[Collection entries]
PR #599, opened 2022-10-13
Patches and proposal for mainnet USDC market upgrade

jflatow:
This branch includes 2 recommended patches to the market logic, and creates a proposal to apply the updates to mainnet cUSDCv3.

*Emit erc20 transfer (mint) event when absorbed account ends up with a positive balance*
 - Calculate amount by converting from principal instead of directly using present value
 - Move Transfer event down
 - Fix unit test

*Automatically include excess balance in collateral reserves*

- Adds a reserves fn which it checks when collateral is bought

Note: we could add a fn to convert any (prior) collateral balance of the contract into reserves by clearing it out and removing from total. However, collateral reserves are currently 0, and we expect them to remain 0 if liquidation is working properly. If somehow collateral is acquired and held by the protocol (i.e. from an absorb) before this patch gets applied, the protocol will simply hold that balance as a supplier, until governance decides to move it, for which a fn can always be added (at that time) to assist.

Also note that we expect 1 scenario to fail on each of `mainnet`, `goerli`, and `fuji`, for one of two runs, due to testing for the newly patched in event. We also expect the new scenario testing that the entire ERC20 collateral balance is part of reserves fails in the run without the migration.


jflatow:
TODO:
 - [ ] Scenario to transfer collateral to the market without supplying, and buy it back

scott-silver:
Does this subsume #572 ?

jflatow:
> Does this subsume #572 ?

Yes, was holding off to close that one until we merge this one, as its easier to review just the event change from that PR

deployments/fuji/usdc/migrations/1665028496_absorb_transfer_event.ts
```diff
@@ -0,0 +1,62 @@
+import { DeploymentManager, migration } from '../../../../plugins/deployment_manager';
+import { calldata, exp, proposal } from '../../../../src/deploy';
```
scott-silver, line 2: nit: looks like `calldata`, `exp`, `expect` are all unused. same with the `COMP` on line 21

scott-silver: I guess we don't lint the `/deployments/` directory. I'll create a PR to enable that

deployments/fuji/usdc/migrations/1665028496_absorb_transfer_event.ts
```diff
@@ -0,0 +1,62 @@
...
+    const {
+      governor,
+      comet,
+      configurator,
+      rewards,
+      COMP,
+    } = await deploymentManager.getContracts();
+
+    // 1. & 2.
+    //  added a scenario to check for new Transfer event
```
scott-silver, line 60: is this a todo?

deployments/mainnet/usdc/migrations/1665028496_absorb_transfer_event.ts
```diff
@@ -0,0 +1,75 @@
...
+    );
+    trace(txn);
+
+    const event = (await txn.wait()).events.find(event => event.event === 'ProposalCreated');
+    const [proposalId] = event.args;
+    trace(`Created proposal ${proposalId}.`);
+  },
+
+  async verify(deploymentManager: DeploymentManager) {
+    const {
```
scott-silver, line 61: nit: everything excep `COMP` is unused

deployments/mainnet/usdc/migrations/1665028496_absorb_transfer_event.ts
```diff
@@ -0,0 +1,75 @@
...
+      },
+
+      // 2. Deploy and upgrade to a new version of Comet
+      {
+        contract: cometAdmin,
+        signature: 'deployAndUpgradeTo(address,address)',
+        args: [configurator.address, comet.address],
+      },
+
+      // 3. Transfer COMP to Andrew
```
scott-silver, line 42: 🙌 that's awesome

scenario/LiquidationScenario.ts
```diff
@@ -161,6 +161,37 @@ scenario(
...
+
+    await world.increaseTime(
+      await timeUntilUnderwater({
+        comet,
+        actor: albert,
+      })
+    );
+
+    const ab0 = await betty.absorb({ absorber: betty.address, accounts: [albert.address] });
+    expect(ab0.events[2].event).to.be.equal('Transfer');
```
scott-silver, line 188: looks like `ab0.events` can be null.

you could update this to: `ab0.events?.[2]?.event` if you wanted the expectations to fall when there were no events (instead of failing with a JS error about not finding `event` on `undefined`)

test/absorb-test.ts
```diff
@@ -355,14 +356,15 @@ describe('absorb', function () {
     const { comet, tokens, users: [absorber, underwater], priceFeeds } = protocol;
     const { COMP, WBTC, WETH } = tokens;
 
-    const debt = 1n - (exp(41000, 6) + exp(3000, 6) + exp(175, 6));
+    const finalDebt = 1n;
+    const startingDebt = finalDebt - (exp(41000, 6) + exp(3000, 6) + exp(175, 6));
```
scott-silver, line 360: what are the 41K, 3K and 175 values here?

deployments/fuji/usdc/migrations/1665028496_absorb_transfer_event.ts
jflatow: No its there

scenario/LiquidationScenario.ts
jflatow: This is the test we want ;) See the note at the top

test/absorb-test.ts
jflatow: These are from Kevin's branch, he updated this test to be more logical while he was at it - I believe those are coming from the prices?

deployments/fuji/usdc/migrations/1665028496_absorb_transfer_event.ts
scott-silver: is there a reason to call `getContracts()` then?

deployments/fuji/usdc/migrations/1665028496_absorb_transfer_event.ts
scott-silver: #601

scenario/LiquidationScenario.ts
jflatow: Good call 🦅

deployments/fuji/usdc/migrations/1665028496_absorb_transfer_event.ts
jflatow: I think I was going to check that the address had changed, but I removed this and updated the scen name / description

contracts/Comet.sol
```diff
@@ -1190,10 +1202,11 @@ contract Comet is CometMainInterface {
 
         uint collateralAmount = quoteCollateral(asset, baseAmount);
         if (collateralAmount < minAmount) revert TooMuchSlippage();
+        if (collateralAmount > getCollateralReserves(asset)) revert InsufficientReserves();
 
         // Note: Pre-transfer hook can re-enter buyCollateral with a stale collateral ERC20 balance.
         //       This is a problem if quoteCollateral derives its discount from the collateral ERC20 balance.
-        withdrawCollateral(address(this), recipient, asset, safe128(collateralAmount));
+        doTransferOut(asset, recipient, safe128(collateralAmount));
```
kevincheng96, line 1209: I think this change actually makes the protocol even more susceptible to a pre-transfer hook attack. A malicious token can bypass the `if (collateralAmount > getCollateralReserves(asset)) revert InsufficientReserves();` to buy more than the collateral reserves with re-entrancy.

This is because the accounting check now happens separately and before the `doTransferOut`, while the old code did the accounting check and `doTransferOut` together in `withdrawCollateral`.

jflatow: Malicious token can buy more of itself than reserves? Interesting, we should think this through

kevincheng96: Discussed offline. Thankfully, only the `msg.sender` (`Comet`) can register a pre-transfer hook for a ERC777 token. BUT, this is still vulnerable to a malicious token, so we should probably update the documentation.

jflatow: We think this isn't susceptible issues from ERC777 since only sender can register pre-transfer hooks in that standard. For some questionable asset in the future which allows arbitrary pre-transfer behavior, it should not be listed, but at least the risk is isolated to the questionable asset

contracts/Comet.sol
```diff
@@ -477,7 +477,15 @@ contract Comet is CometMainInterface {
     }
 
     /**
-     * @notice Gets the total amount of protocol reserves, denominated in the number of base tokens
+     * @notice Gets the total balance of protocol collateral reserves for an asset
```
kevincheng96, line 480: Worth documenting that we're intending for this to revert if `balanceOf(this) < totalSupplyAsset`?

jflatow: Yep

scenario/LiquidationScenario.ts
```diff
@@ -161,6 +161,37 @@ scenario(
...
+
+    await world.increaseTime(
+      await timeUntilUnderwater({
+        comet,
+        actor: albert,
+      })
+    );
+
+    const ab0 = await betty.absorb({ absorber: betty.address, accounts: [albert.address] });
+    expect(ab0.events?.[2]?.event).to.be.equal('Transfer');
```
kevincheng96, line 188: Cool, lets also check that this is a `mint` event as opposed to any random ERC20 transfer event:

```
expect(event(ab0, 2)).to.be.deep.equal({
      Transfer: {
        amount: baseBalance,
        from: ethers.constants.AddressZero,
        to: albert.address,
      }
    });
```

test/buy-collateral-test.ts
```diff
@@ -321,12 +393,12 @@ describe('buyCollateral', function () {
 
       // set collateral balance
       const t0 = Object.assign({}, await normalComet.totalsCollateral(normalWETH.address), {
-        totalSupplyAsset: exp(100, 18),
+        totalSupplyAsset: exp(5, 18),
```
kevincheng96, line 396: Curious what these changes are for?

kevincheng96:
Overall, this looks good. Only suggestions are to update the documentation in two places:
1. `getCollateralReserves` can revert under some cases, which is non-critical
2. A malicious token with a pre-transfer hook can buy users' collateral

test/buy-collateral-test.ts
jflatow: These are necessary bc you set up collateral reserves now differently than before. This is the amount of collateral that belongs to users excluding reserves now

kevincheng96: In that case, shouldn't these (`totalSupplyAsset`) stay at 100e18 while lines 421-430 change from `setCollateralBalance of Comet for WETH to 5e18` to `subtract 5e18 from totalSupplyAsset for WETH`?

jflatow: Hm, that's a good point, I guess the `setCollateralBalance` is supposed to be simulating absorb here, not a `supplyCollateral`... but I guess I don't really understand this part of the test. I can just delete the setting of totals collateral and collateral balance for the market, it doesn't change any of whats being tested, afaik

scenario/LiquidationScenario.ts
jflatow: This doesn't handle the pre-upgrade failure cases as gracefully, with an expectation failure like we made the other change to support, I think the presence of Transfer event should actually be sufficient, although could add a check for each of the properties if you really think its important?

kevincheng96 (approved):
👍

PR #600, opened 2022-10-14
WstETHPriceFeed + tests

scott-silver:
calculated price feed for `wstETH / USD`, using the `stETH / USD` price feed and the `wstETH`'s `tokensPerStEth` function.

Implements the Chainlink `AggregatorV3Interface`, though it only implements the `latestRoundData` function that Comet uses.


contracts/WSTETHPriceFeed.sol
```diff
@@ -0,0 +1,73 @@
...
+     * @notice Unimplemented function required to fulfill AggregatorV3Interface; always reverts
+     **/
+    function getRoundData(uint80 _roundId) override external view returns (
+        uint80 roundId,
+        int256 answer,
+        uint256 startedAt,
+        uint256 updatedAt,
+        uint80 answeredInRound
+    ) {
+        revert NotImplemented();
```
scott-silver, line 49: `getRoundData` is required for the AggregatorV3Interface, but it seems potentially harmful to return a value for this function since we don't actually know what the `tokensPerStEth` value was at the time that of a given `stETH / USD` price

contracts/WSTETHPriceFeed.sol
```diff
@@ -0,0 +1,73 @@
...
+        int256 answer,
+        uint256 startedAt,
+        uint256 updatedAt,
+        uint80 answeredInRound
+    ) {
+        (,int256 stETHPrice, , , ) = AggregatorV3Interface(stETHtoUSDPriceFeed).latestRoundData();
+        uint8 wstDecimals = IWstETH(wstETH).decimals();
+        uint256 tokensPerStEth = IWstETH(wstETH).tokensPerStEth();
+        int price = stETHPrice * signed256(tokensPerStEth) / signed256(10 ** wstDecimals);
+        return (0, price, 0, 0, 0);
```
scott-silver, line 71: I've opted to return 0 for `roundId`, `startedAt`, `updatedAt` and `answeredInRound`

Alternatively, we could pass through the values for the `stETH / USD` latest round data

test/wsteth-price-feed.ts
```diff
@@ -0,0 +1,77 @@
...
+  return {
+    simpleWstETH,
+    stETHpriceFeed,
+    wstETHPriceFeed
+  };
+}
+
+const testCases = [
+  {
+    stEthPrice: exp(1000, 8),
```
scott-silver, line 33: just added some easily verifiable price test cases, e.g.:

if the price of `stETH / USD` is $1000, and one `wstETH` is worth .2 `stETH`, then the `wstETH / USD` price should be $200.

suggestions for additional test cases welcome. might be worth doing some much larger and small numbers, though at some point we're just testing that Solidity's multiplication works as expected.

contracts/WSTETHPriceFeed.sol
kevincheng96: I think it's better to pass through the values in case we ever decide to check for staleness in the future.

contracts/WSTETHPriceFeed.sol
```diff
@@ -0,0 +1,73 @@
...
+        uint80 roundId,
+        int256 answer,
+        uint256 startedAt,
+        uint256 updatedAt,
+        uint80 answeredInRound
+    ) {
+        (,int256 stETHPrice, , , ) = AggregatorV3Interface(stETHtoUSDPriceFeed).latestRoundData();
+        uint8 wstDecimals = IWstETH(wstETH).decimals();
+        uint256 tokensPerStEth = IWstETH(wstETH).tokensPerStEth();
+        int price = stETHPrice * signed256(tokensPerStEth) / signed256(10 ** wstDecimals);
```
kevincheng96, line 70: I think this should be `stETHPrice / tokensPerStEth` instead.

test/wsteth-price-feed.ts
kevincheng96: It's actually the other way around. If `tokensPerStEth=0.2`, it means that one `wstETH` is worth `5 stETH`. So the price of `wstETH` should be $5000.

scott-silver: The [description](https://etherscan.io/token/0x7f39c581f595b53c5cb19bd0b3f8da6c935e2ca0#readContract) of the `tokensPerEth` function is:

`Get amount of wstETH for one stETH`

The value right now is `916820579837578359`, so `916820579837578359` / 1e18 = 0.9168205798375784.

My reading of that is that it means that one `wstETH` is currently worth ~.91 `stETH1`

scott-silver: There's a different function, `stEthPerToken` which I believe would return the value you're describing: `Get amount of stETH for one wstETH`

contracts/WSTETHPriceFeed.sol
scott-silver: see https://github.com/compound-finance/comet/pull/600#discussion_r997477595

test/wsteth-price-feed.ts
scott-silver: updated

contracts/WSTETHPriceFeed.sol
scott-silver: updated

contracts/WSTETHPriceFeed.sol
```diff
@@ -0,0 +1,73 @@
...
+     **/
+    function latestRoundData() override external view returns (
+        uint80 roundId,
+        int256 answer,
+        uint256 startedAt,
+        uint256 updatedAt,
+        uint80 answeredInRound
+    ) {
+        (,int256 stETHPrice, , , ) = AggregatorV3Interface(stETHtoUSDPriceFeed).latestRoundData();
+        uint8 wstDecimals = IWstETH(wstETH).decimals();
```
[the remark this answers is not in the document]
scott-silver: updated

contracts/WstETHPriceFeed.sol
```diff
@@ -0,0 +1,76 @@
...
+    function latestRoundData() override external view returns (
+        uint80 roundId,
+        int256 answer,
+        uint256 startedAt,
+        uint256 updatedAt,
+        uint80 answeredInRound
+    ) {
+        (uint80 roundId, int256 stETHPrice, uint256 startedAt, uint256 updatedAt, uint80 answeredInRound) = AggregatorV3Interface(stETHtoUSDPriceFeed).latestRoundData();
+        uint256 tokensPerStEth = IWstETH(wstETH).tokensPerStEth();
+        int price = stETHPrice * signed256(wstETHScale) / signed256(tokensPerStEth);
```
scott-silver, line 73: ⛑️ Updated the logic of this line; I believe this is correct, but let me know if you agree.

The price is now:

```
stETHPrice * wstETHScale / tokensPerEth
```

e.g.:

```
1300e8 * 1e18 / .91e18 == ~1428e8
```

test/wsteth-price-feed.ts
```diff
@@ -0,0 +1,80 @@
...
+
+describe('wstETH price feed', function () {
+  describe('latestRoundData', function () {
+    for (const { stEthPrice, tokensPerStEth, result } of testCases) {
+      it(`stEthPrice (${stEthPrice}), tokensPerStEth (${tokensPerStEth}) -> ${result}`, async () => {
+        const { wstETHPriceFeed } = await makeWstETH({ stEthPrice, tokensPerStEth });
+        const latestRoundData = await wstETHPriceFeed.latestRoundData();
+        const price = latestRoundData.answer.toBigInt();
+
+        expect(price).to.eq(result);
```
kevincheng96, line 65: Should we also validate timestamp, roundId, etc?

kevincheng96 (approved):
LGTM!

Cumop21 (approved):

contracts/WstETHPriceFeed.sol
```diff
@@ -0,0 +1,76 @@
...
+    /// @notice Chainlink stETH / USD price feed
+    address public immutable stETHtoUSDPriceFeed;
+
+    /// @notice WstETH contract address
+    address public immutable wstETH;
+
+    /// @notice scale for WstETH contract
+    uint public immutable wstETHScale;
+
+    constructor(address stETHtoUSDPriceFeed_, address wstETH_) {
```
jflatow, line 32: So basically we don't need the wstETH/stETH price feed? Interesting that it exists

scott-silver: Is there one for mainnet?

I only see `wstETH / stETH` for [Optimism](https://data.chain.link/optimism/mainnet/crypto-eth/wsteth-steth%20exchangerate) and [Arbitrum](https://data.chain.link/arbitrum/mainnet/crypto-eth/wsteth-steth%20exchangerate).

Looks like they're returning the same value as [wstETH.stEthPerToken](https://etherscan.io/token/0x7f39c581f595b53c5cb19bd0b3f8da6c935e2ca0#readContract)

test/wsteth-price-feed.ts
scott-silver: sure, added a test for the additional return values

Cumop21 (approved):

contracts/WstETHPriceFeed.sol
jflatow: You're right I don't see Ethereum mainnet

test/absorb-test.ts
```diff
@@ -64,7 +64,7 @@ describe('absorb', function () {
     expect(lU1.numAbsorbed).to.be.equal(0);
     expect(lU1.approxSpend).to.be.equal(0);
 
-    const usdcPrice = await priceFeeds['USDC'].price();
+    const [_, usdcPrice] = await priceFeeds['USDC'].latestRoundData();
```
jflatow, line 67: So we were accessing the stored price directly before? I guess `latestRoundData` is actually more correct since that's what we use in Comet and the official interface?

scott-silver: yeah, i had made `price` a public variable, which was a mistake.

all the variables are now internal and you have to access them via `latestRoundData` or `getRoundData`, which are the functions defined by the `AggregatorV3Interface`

■ What you have to do
Would you print exactly the lines from the first line of the entries above through the line that has "a positive balance*", both included, and stop there?

■ Task solution
PR #599, opened 2022-10-13
Patches and proposal for mainnet USDC market upgrade

jflatow:
This branch includes 2 recommended patches to the market logic, and creates a proposal to apply the updates to mainnet cUSDCv3.

*Emit erc20 transfer (mint) event when absorbed account ends up with a positive balance*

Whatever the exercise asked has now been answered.